MATERIAL TO PROCESS =
PR #967, opened 2019-03-21
Fix Idempotency for migration starts

pault84:

Handle the error coming back from the driver and retain the old logic of idempotency.

### DIFF
--- a/api/server/migrate.go
+++ b/api/server/migrate.go
@@ -5,7 +5,8 @@ import (
 	"net/http"
 
 	"github.com/libopenstorage/openstorage/api"
-	ost_errors "github.com/libopenstorage/openstorage/api/errors"
+	"google.golang.org/grpc/codes"
+	"google.golang.org/grpc/status"
 )
 
 func (vd *volAPI) cloudMigrateStart(w http.ResponseWriter, r *http.Request) {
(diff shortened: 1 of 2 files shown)


api/server/migrate.go
```diff
@@ -58,7 +59,8 @@ func (vd *volAPI) cloudMigrateStart(w http.ResponseWriter, r *http.Request) {
 
 	resp, err := migrations.Start(ctx, migrateRequest)
 	if err != nil {
-		if _, ok := err.(*ost_errors.ErrExists); ok {
+		serverError, _ := status.FromError(err)
```
lpabon: err should be checked so that serverError.Code() is not called

api/server/sdk/volume_migrate.go
```diff
@@ -86,6 +87,10 @@ func (s *VolumeServer) volumeGroupMigrate(
 	}
 	resp, err := s.driver(ctx).CloudMigrateStart(request)
 	if err != nil {
+		if _, ok := err.(*ost_errors.ErrExists); ok {
```
lpabon: 👍

api/server/migrate.go
```diff
@@ -58,8 +59,13 @@ func (vd *volAPI) cloudMigrateStart(w http.ResponseWriter, r *http.Request) {
...
 	if err != nil {
-		if _, ok := err.(*ost_errors.ErrExists); ok {
-			w.WriteHeader(http.StatusConflict)
+		if serverError, ok := status.FromError(err); ok {
+			if serverError.Code() == codes.AlreadyExists {
+				w.WriteHeader(http.StatusConflict)
+				return
+			}
+
+			vd.sendError(method, startReq.TargetId, w, err.Error(), http.StatusInternalServerError)
```
lpabon: This is the same as line 71. You can probably combine them.

PR #986, opened 2019-03-23
Set SystemTokenManager have internal issuer - system_token_issuer

### LINKED ISSUE #985: Cloud migration failing due to systemTokenManager mismatched issuers

**What happened**:
* Cluster is getting permission denied when cloud migration start happens.
* Because the issuers do not match.

* Clusters should be able to migrate between each other

ggriffiths:

* Sets the system token issuer to be a set issuer, allowing clusters system managers to communicate with each other.

Closes #985


ggriffiths:
Closing this for now as it's not the right solution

DESCRIPTION OF THE TASK = All lines in the records with the string "StatusConflict" should be copied out.

ANSWER FOR THE TASK =
-			w.WriteHeader(http.StatusConflict)
+				w.WriteHeader(http.StatusConflict)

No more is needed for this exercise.